The Multinational Monitor


N E W S   R O U N D U P

French minister slams multinationals

Multinational corporations are "modern Templars" exercising "power for power's sake." So spoke France's minister for external relations, Claude Cheysson, at a meeting of European socialist parties in Paris on November 12.

"Socialists cannot accept" the power these corporations wield, Cheysson said, urging socialist governments "to take risks" in order to control the companies. The programs of the French socialists under president Francois Mitterand are "bad for the multinationals," explained Cheysson, adding that "to put these programs into effect, we will have to do battle" with the multinationals.

Italian workers seize Gulf, Mobil refinery

Gulf and Mobil got acquainted with Italian labor militancy this November when a group of Italians seized a refinery at Bertonico, Italy, with Mobil taking the remaining 25% share.

The workers were protesting the decision by the companies to close down the refinery and lay off 197 employees. If the firms do not agree to reopen the refinery, the workers and their unions are threatening to institute a boycott of all Gulf and Mobil products.

Dumping drugs from Bangladesh

Pharmaceutical companies in Bangladesh have found a way to beat a ban on their hazardous products. Ordered by the Bangladesh government this spring to destroy their drugs, the companies have succeeded in pressuring the government to allow them to export the harmful products. So reports War on Want, a non-profit human rights group based in England.

Three European companies - ICI, Baker, and Organon - applied for the permits in September, and after some debate within the government, says War on Want, the licenses were granted on October 6.

ICI intends to ship some of its outlawed products to Saudi Arabia; Baker plans to deliver its banned drugs to West Africa; and Organon is looking to Saudi Arabia and Africa as , dumping grounds, War on Want reports.

Bechtel workers strike in Indonesia

The Bechtel Corporation, which brought you secretary of state George Shultz and secretary of defense Caspar Weinberger, caused a ruckus in Indonesia in late October when it decided to stop serving meals to its 3000 workers.

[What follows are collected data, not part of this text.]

PR #1657, opened 2019-03-22
Sound Classifier: Allow Reusing Deep Features

### LINKED ISSUE #1601: Sound Classifier needs way to save/use deep features
The Sound Classifier currently spends ~95% of its time doing feature preprocessing and extracting deep features. Once a couple of issues are fixed less time will be spent on both but these will still constitute the majority of total time.

Doing common machine tasks, such as k-fold validation or hyper-parameter search, will result in a large amount of duplicated work; the preprocessing and feature extraction for an example will be identical across folds or hyper-parameter runs.

We need a way to avoid this large amount of duplicated work.

Data augmentation (#1571) will complicate this issue because all data augmentation must be done prior to preprocessing and feature extraction.

TobyRoseman:
Fixes #1601

- Add tc.sound_classifier.get_deep_features.
- Change sound classifier (create & predict) to use get_deep_features.
- Allow sound classifier (create & predict) to use deep features directly.
-----------------------------------------
- Use SArrayBuilder to construct deep features
- Logging: print header info only if printing progress info.
- Any function which could result in deep feature extraction should have `verbose` flag.
- Allow predict to do parameter checking. Rather than doing it, not as well, in a bunch of other
      places that just call predict anyways.
- classify/evaluate/predict_topk should allow SFrame or dict input, in addition to SArray.
-----------------------------------------
- Unit tests: test deep feature reuse.
- Unit tests: copy data rather than regenerate each time.
- Unit tests: make problematic test less sensitive (six decimal places is fine).
- Unit tests: test validation set is actually getting used or not.
-----------------------------------------
- Took a first stab at the user guide section for this feature, more will be added later (#1649).

### DIFF
--- a/src/unity/python/turicreate/test/test_audio_functionality.py
+++ b/src/unity/python/turicreate/test/test_audio_functionality.py
@@ -11,6 +11,7 @@ from __future__ import absolute_import as _
 
 from .util import TempDirectory
 
+from copy import copy
 import math
 from os import mkdir
 import unittest
@@ -145,11 +146,14 @@ def _generate_binary_test_data():
     return data
 
 
+binary_test_data = _generate_binary_test_data()
+
+
 class ClassifierTestTwoClassesStringLabels(unittest.TestCase):
 
     @classmethod
     def setUpClass(self):
-        self.data = _generate_binary_test_data()
+        self.data = copy(binary_test_data)
         self.is_binary_classification = True
         self.model = tc.sound_classifier.create(self.data, 'labels', feature='audio')
 
@@ -213,7 +217,7 @@ class ClassifierTestTwoClassesStringLabels(unittest.TestCase):
         old_model_probs = self.model.predict(self.data['audio'], output_type='probability_vector')
         new_model_probs = new_model.predict(self.data['audio'], output_type='probability_vector')
         for a, b in zip(old_model_probs, new_model_probs):
-            self.assertItemsEqual(a, b)
+            np.testing.assert_array_almost_equal(a, b, decimal=6)
 
     @unittest.skipIf(_mac_ver() < (10,14), 'Custom models only supported on macOS 10.14+')
     def test_export_coreml_with_prediction(self):
@@ -281,14 +285,16 @@ class ClassifierTestTwoClassesStringLabels(unittest.TestCase):
         self.assertTrue(len(unique_ranks) == 1)
         self.assertTrue(unique_ranks[0] == 0)
 
+    def test_validation_set(self):
+        self.assertTrue(self.model.validation_accuracy is None)
+
 
 class ClassifierTestTwoClassesIntLabels(ClassifierTestTwoClassesStringLabels):
     @classmethod
     def setUpClass(self):
-        self.data = _generate_binary_test_data()
+        self.data = copy(binary_test_data)
         self.data['labels'] = self.data['labels'].apply(lambda x: 0 if x == 'white noise' else 1)
         self.is_binary_classification = True
-
         self.model = tc.sound_classifier.create(self.data, 'labels', feature='audio', validation_set=None)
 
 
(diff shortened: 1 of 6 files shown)


userguide/sound_classifier/advanced-usage.md
```diff
@@ -0,0 +1,29 @@
+# Advanced Sound Classifier Usage
+
+
+#### Reusing Deep Features
+Often it is necessary to train more than one instance of a model on the same data. For example this is required by both [K-Folds Cross Validataion](https://en.wikipedia.org/wiki/Cross-validation_(statistics)) and [Hyperparameter Tuning](https://en.wikipedia.org/wiki/Hyperparameter_optimization).
+
+Much of the work accross differnt training run can be reused. Sound Classification is done using a [three stage process](how-it-works.md). The first two of these stages (signal preprocessing and VGGish feature extraction) will be identical and can be reused.
```
shantanuchhabra: differnt training run -> different training runs

src/unity/python/turicreate/toolkits/sound_classifier/sound_classifier.py
```diff
@@ -38,8 +92,11 @@ def create(dataset, target, feature, max_iterations=10, verbose=True,
 
     feature : string, optional
         Name of the column containing the feature column. This column must
-        contain audio data (represented as dicts with key 'data' and
-        'sample_rate').
+        contain audio data or deep audio features.
+        Audio data is represented as dicts with key 'data' and 'sample_rate',
+        see `turicreate.load_audio(...)`.
+        Deep audio features are represent as a list of numpy arrays, each of
```
shantanuchhabra: represent -> represented

src/unity/python/turicreate/toolkits/sound_classifier/sound_classifier.py
```diff
@@ -61,18 +118,17 @@ def create(dataset, target, feature, max_iterations=10, verbose=True,
         If you are getting memory errors, try decreasing this value. If you
         have a powerful computer, increasing this value may improve performance.
     '''
-    from ._audio_feature_extractor import _get_feature_extractor
-    import mxnet as _mx
-    import time as _time
+    import time as time
```
shantanuchhabra: Just a general question: Is it better practice to use the `as` keyword even if we don't want to use a shorthand for the package?

src/unity/python/turicreate/test/test_audio_functionality.py
```diff
@@ -11,6 +11,7 @@
 
 from .util import TempDirectory
 
+from copy import copy
```
shantanuchhabra: I've wondered this earlier looking at our test code as well -- why don't we hide imports in the test code?

TobyRoseman: We hide imports in non test code so users know which methods/classes we provide. Users aren't typically going to import unit test files. So we don't worry about it there.

src/unity/python/turicreate/toolkits/sound_classifier/sound_classifier.py
TobyRoseman: Done.

src/unity/python/turicreate/toolkits/sound_classifier/sound_classifier.py
TobyRoseman: This was a search and replace error. I've fixed it.

userguide/sound_classifier/advanced-usage.md
TobyRoseman: Thanks. Done.

TobyRoseman:
internal tests passed

nickjong:
Should we be worried about any kind of versioning here? If we change the feature extraction at some point, will our training methods necessarily have to generalize to any version of extracted feature vector?

TobyRoseman:
> Should we be worried about any kind of versioning here? If we change the feature extraction at some point, will our training methods necessarily have to generalize to any version of extracted feature vector?

I've tried to keep the toolkit as separate as possible from the feature extractor. I think things are already well generalized. The name of the feature extractor is saved as a part of the model. This name is used to get a reference to the feature extractor. The output dimensions as well as the feature preprocessing is a part of the feature extractor, not a part of the toolkit. I don't think there is anything stopping us from adding another feature extractor tomorrow. 

I hopefully that answered your questions, if not let me know.

Issue #1639, opened 2019-03-20
Sound Classifier need "Advanced Usage" user guide page


TobyRoseman:
With the 5.5 release the sounds classifier will have:
* A way of reusing deep feature across training (#1601)
* A way to control the custom neural network (#1477). Two layers of 100 units each will continue to be the default.

We need an advanced section of the user guide which explains each of these features in more detail and gives example code.

coolioxlr:
+1

TobyRoseman:
Done by #1722

PR #1662, opened 2019-03-25
Sound Classifier: allow user to control custom neural network structure

### LINKED ISSUE #1477: Sound Classifier Should Allow Tuning the Structure of the Custom Neural Network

The employees went on strike to protest Bechtel's move.

Bechtel is expanding the capacity of a major oil refinery in the country. It's "common practice in oil circles to provide meals" to workers, says an official of Pertamina, Indonesia's state-owned oil company.

- Ron Millar

Indonesia sparks "cold war" against oil companies

Pertamina, Indonesia's national oil company, jolted foreign oil firms operating in the country by issuing a directive in mid-November ordering the companies to replace over 3000 foreign workers with Indonesian natives by the end of the year.

Foreign oil contractors "have not been moving fast enough in implementing `Indonesianization," says an official from Pertaminina. `Indonesianization' is the government policy, initiated in 1976, that requires foreign companies to hire and train Indonesian workers.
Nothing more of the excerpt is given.